*** Data for processing Section Begins ***

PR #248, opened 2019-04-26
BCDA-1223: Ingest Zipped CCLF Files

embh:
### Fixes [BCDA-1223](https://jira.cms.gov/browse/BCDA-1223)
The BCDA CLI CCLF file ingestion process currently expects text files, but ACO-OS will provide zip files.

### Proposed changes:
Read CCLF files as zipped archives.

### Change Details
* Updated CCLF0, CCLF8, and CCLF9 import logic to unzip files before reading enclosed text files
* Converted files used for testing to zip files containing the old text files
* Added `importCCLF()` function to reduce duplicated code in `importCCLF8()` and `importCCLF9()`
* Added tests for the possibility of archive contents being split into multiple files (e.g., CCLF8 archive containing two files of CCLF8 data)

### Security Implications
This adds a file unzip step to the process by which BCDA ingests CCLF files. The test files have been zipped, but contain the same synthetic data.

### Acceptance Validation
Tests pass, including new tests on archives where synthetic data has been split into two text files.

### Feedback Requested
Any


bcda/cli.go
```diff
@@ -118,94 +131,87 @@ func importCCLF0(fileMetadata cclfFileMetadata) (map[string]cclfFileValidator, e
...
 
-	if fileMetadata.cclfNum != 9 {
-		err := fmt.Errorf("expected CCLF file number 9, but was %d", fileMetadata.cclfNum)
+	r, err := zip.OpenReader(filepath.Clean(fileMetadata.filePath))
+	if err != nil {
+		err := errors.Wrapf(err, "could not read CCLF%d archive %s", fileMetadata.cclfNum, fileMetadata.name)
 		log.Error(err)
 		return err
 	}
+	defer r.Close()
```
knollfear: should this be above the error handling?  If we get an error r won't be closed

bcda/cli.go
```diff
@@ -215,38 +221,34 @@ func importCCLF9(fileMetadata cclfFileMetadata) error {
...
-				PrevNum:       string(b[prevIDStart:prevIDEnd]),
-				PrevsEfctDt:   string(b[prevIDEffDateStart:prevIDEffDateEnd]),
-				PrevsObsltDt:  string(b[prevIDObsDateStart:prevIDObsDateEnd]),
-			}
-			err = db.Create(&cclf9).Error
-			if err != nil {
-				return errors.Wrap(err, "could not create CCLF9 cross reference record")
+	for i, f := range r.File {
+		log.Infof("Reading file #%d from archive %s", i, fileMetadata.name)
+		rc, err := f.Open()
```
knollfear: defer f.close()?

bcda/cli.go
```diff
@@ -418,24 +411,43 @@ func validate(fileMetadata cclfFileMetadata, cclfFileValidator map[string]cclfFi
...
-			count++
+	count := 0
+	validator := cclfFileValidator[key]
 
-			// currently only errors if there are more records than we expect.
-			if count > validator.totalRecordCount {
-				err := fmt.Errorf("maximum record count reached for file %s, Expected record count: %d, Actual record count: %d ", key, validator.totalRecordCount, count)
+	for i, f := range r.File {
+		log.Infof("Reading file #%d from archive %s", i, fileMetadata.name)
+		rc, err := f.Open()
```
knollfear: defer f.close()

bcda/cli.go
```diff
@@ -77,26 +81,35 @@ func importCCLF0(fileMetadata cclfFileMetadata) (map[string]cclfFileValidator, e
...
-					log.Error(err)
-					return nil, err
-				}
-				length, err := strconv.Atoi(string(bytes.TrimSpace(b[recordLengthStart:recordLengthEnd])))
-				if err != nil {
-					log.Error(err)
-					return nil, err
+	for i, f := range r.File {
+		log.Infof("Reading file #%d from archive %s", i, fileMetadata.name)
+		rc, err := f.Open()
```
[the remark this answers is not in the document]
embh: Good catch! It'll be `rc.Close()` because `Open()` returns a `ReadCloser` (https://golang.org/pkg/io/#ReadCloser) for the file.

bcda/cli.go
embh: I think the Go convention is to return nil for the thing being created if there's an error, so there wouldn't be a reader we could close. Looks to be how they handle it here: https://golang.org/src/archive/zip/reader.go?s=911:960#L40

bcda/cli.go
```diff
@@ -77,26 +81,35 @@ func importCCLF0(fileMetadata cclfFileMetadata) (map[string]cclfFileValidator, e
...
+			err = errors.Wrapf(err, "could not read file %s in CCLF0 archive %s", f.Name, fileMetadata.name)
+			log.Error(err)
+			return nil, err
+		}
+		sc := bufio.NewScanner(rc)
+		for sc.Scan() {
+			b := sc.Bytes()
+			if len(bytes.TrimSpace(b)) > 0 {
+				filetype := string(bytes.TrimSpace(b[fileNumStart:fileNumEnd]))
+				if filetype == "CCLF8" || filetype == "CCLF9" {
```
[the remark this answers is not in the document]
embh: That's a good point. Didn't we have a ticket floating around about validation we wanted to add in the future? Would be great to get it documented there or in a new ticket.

*** Data for processing Section Ends ***

• Task to complete:
Find the word "Added" in the records, and report each line that has it.

• Solution below:
* Added `importCCLF()` function to reduce duplicated code in `importCCLF8()` and `importCCLF9()`
* Added tests for the possibility of archive contents being split into multiple files (e.g., CCLF8 archive containing two files of CCLF8 data)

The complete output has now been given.